#### Problem:
Every record needs to be restated word for word.

#### Material to process:
==*==
PR #200, opened 2024-04-19
Update to 1.20.5

MattSturgeon:
- ~~Neoforge builds temporarily disabled.~~ See upstream PR https://github.com/neoforged/NeoForge/pull/794
- Neoforge PR maven added
- Bumped Gradle & JDK to 8.5 & 21
- Source/target compatibility still set to 17

Feel free to push to this branch.

Some changes here may apply to the older versions too.

We'll likely want to use a Java 21 JDK on **all branches** now, which might mean updating them to Gradle 8.6?


settings.gradle
```diff
@@ -10,7 +10,7 @@ pluginManagement {
 
 include("common")
 include("fabric")
-include("neoforge")
+//include("neoforge")
```
MattSturgeon, line 13: We should be able to use the neoforge's PR maven while waiting for it to be merged upstream: `https://prmaven.neoforged.net/NeoForge/pr794`

MattSturgeon:
Updating the `FreeCamera` entity and a couple mixins was enough to run the game and use Freecam in-game. I haven't tested very thoroughly though.

build.gradle
```diff
@@ -101,7 +108,7 @@ allprojects {
     // see http://yodaconditions.net/blog/fix-for-java-file-encoding-problems-with-gradle.html
     tasks.withType(JavaCompile) {
         options.encoding = "UTF-8"
-        options.release = 17
+        options.release = 21
```
MattSturgeon, line 111: should we also bump our source compatibility, or leave it at 17 to make backporting easier?

Come to think of if, maybe it should be set to 8 :thinking:

common/src/main/java/net/xolt/freecam/mixins/EntityRendererMixin.java
```diff
@@ -8,18 +13,12 @@
...
-import net.minecraft.network.chat.Component;
-import net.minecraft.world.entity.Entity;
-
 @Mixin(EntityRenderer.class)
 public class EntityRendererMixin {
 
     // Prevent rendering of nametag in inventory screen
     @Inject(method = "renderNameTag", at = @At("HEAD"), cancellable = true)
-    private void onRenderLabel(Entity entity, Component text, PoseStack matrices, MultiBufferSource vertexConsumers, int light, CallbackInfo ci) {
+    private void onRenderLabel(Entity entity, Component text, PoseStack poseStack, MultiBufferSource multiBufferSource, int light, float partialTick, CallbackInfo ci) {
```
MattSturgeon, line 21: Some of these param renames could be applied elsewhere and backported

common/src/main/java/net/xolt/freecam/util/FreeCamera.java
```diff
@@ -34,7 +36,10 @@ public class FreeCamera extends LocalPlayer {
                     FeatureFlagSet.of(),
                     null,
                     MC.getCurrentServer(),
-                    MC.screen)) {
+                    MC.screen,
+                    Collections.emptyMap(), //TODO cookies
+                    MC.gui.getChat().storeState(), //TODO state
+                    false)) {
```
MattSturgeon, line 42: Need to check if these are the correct values to use.

`MC.gui.getChat().storeState()` is used elsewhere in the MC codebase.

gradle.properties
```diff
@@ -26,24 +26,25 @@ release_type=release
 # https://maven.parchmentmc.org/org/parchmentmc/data
 # Forge dependencies use maven's version range spec:
 # https://maven.apache.org/enforcer/enforcer-rules/versionRanges.html
-minecraft_version=1.20.4
-parchment_version=1.20.2-2023.12.10
+minecraft_version=1.20.5-rc1
+parchment_version=1.20.4-2024.02.25
```
MattSturgeon, line 30: parchment version bump can be backported, or merged early.

IMO waiting for a full release of 1.20.5 shouldn't be necessary to merge this to main, we can always bump again later.

common/src/main/java/net/xolt/freecam/util/FreeCamera.java
hashalite: Using an empty map for serverCookies should be fine since the networking code won't be used in the first place. Same deal with using `MC.gui.getChat().storeState()` for chatState

PR #204, opened 2024-04-29
Declare main classes API status

MattSturgeon:
Turns out mods integrating with or attempting to be compatible with Freecam may wish to compile against our classes and use our API.

e.g. FirstPersonModel [compiles against](https://github.com/tr7zw/FirstPersonModel/blob/1760a72e724d2cf7325c13485e487b699af02dcb/gradle-compose.yml#L20) Freecam v1.1.6 and uses the public API `Freecam.isEnabled()` that has (luckily) remained ABI compatible since before our initial commit.

It may be useful to explicitly state the API status of various public methods, even if for no reason other than to make us think twice before changing the public API.

I've only done this for the _main_ classes, `Freecam` and `FreeCamera` for now. Ideally, we'd declare the API status of all public classes.

One method I could only trace back to v0.2.2, which is the oldest release on GitHub and pre-dates the initial commit (AFAICT).

### DIFF
--- a/common/src/main/java/net/xolt/freecam/Freecam.java
+++ b/common/src/main/java/net/xolt/freecam/Freecam.java
@@ -17,6 +17,7 @@ import net.xolt.freecam.tripod.TripodSlot;
 import net.xolt.freecam.util.FreeCamera;
 import net.xolt.freecam.util.FreecamPosition;
 import net.xolt.freecam.variant.api.BuildVariant;
+import org.jetbrains.annotations.ApiStatus;
 import org.jetbrains.annotations.Nullable;
 
 public class Freecam {
@@ -33,6 +34,7 @@ public class Freecam {
     private static FreeCamera freeCamera;
     private static CameraType rememberedF5 = null;
 
+    @ApiStatus.Internal
     public static void preTick(Minecraft mc) {
         // Disable if the previous tick asked us to,
         // or Freecam is restricted on the current server
@@ -53,10 +55,12 @@ public class Freecam {
         }
     }
 
+    @ApiStatus.Internal
     public static void postTick(Minecraft mc) {
         ModBindings.forEach(Tickable::tick);
     }
 
+    @ApiStatus.Internal
     public static void onDisconnect() {
         if (isEnabled()) {
             toggle();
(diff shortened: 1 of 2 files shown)


common/src/main/java/net/xolt/freecam/Freecam.java
```diff
@@ -296,22 +310,29 @@ public static void moveToPlayer() {
...
         return freeCamera;
     }
 
+    @ApiStatus.AvailableSince("1.2.3")
     public static void disableNextTick() {
         disableNextTick = true;
     }
 
+    @ApiStatus.AvailableSince("0.2.2")
     public static boolean isEnabled() {
```
MattSturgeon, line 324: This may be older. 0.2.2 is the oldest jar I can find.

common/src/main/java/net/xolt/freecam/util/FreeCamera.java
```diff
@@ -18,12 +18,15 @@
...
+import org.jetbrains.annotations.ApiStatus;
 
 import java.util.Collections;
 import java.util.UUID;
 
 import static net.xolt.freecam.Freecam.MC;
 
+@ApiStatus.Internal
+@ApiStatus.AvailableSince("0.4.0")
 public class FreeCamera extends LocalPlayer {
```
MattSturgeon, line 30: This was renamed from `ClonePlayerEntity` in 0.4.0.

common/src/main/java/net/xolt/freecam/Freecam.java
```diff
@@ -296,22 +310,29 @@ public static void moveToPlayer() {
         );
     }
 
+    @ApiStatus.AvailableSince("0.4.0")
     public static FreeCamera getFreeCamera() {
         return freeCamera;
     }
 
+    @ApiStatus.AvailableSince("1.2.3")
     public static void disableNextTick() {
```
MattSturgeon, line 319: Maybe this should be experimental/internal?

common/src/main/java/net/xolt/freecam/Freecam.java
```diff
@@ -86,6 +92,7 @@ public static boolean resetTripodHandler() {
         return reset;
     }
 
+    @ApiStatus.AvailableSince("0.3.1")
     public static void toggle() {
```
MattSturgeon, line 96: This was `private` until 0.3.1.

hashalite (approved):
This is a good idea, thank you!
==*==
#### Response for this exercise:
PR #200, opened 2024-04-19
Update to 1.20.5

MattSturgeon:
- ~~Neoforge builds temporarily disabled.~~ See upstream PR https://github.com/neoforged/NeoForge/pull/794
- Neoforge PR maven added
- Bumped Gradle & JDK to 8.5 & 21
- Source/target compatibility still set to 17

Feel free to push to this branch.

Some changes here may apply to the older versions too.

We'll likely want to use a Java 21 JDK on **all branches** now, which might mean updating them to Gradle 8.6?


settings.gradle
```diff
@@ -10,7 +10,7 @@ pluginManagement {
 
 include("common")
 include("fabric")
-include("neoforge")
+//include("neoforge")
```
MattSturgeon, line 13: We should be able to use the neoforge's PR maven while waiting for it to be merged upstream: `https://prmaven.neoforged.net/NeoForge/pr794`

MattSturgeon:
Updating the `FreeCamera` entity and a couple mixins was enough to run the game and use Freecam in-game. I haven't tested very thoroughly though.

build.gradle
```diff
@@ -101,7 +108,7 @@ allprojects {
     // see http://yodaconditions.net/blog/fix-for-java-file-encoding-problems-with-gradle.html
     tasks.withType(JavaCompile) {
         options.encoding = "UTF-8"
-        options.release = 17
+        options.release = 21
```
MattSturgeon, line 111: should we also bump our source compatibility, or leave it at 17 to make backporting easier?

Come to think of if, maybe it should be set to 8 :thinking:

common/src/main/java/net/xolt/freecam/mixins/EntityRendererMixin.java
```diff
@@ -8,18 +13,12 @@
...
-import net.minecraft.network.chat.Component;
-import net.minecraft.world.entity.Entity;
-
 @Mixin(EntityRenderer.class)
 public class EntityRendererMixin {
 
     // Prevent rendering of nametag in inventory screen
     @Inject(method = "renderNameTag", at = @At("HEAD"), cancellable = true)
-    private void onRenderLabel(Entity entity, Component text, PoseStack matrices, MultiBufferSource vertexConsumers, int light, CallbackInfo ci) {
+    private void onRenderLabel(Entity entity, Component text, PoseStack poseStack, MultiBufferSource multiBufferSource, int light, float partialTick, CallbackInfo ci) {
```
MattSturgeon, line 21: Some of these param renames could be applied elsewhere and backported

common/src/main/java/net/xolt/freecam/util/FreeCamera.java
```diff
@@ -34,7 +36,10 @@ public class FreeCamera extends LocalPlayer {
                     FeatureFlagSet.of(),
                     null,
                     MC.getCurrentServer(),
-                    MC.screen)) {
+                    MC.screen,
+                    Collections.emptyMap(), //TODO cookies
+                    MC.gui.getChat().storeState(), //TODO state
+                    false)) {
```
MattSturgeon, line 42: Need to check if these are the correct values to use.

`MC.gui.getChat().storeState()` is used elsewhere in the MC codebase.

gradle.properties
```diff
@@ -26,24 +26,25 @@ release_type=release
 # https://maven.parchmentmc.org/org/parchmentmc/data
 # Forge dependencies use maven's version range spec:
 # https://maven.apache.org/enforcer/enforcer-rules/versionRanges.html
-minecraft_version=1.20.4
-parchment_version=1.20.2-2023.12.10
+minecraft_version=1.20.5-rc1
+parchment_version=1.20.4-2024.02.25
```
MattSturgeon, line 30: parchment version bump can be backported, or merged early.

IMO waiting for a full release of 1.20.5 shouldn't be necessary to merge this to main, we can always bump again later.

common/src/main/java/net/xolt/freecam/util/FreeCamera.java
hashalite: Using an empty map for serverCookies should be fine since the networking code won't be used in the first place. Same deal with using `MC.gui.getChat().storeState()` for chatState

PR #204, opened 2024-04-29
Declare main classes API status

MattSturgeon:
Turns out mods integrating with or attempting to be compatible with Freecam may wish to compile against our classes and use our API.

e.g. FirstPersonModel [compiles against](https://github.com/tr7zw/FirstPersonModel/blob/1760a72e724d2cf7325c13485e487b699af02dcb/gradle-compose.yml#L20) Freecam v1.1.6 and uses the public API `Freecam.isEnabled()` that has (luckily) remained ABI compatible since before our initial commit.

It may be useful to explicitly state the API status of various public methods, even if for no reason other than to make us think twice before changing the public API.

I've only done this for the _main_ classes, `Freecam` and `FreeCamera` for now. Ideally, we'd declare the API status of all public classes.

One method I could only trace back to v0.2.2, which is the oldest release on GitHub and pre-dates the initial commit (AFAICT).

### DIFF
--- a/common/src/main/java/net/xolt/freecam/Freecam.java
+++ b/common/src/main/java/net/xolt/freecam/Freecam.java
@@ -17,6 +17,7 @@ import net.xolt.freecam.tripod.TripodSlot;
 import net.xolt.freecam.util.FreeCamera;
 import net.xolt.freecam.util.FreecamPosition;
 import net.xolt.freecam.variant.api.BuildVariant;
+import org.jetbrains.annotations.ApiStatus;
 import org.jetbrains.annotations.Nullable;
 
 public class Freecam {
@@ -33,6 +34,7 @@ public class Freecam {
     private static FreeCamera freeCamera;
     private static CameraType rememberedF5 = null;
 
+    @ApiStatus.Internal
     public static void preTick(Minecraft mc) {
         // Disable if the previous tick asked us to,
         // or Freecam is restricted on the current server
@@ -53,10 +55,12 @@ public class Freecam {
         }
     }
 
+    @ApiStatus.Internal
     public static void postTick(Minecraft mc) {
         ModBindings.forEach(Tickable::tick);
     }
 
+    @ApiStatus.Internal
     public static void onDisconnect() {
         if (isEnabled()) {
             toggle();
(diff shortened: 1 of 2 files shown)


common/src/main/java/net/xolt/freecam/Freecam.java
```diff
@@ -296,22 +310,29 @@ public static void moveToPlayer() {
...
         return freeCamera;
     }
 
+    @ApiStatus.AvailableSince("1.2.3")
     public static void disableNextTick() {
         disableNextTick = true;
     }
 
+    @ApiStatus.AvailableSince("0.2.2")
     public static boolean isEnabled() {
```
MattSturgeon, line 324: This may be older. 0.2.2 is the oldest jar I can find.

common/src/main/java/net/xolt/freecam/util/FreeCamera.java
```diff
@@ -18,12 +18,15 @@
...
+import org.jetbrains.annotations.ApiStatus;
 
 import java.util.Collections;
 import java.util.UUID;
 
 import static net.xolt.freecam.Freecam.MC;
 
+@ApiStatus.Internal
+@ApiStatus.AvailableSince("0.4.0")
 public class FreeCamera extends LocalPlayer {
```
MattSturgeon, line 30: This was renamed from `ClonePlayerEntity` in 0.4.0.

common/src/main/java/net/xolt/freecam/Freecam.java
```diff
@@ -296,22 +310,29 @@ public static void moveToPlayer() {
         );
     }
 
+    @ApiStatus.AvailableSince("0.4.0")
     public static FreeCamera getFreeCamera() {
         return freeCamera;
     }
 
+    @ApiStatus.AvailableSince("1.2.3")
     public static void disableNextTick() {
```
MattSturgeon, line 319: Maybe this should be experimental/internal?

common/src/main/java/net/xolt/freecam/Freecam.java
```diff
@@ -86,6 +92,7 @@ public static boolean resetTripodHandler() {
         return reset;
     }
 
+    @ApiStatus.AvailableSince("0.3.1")
     public static void toggle() {
```
MattSturgeon, line 96: This was `private` until 0.3.1.

hashalite (approved):
This is a good idea, thank you!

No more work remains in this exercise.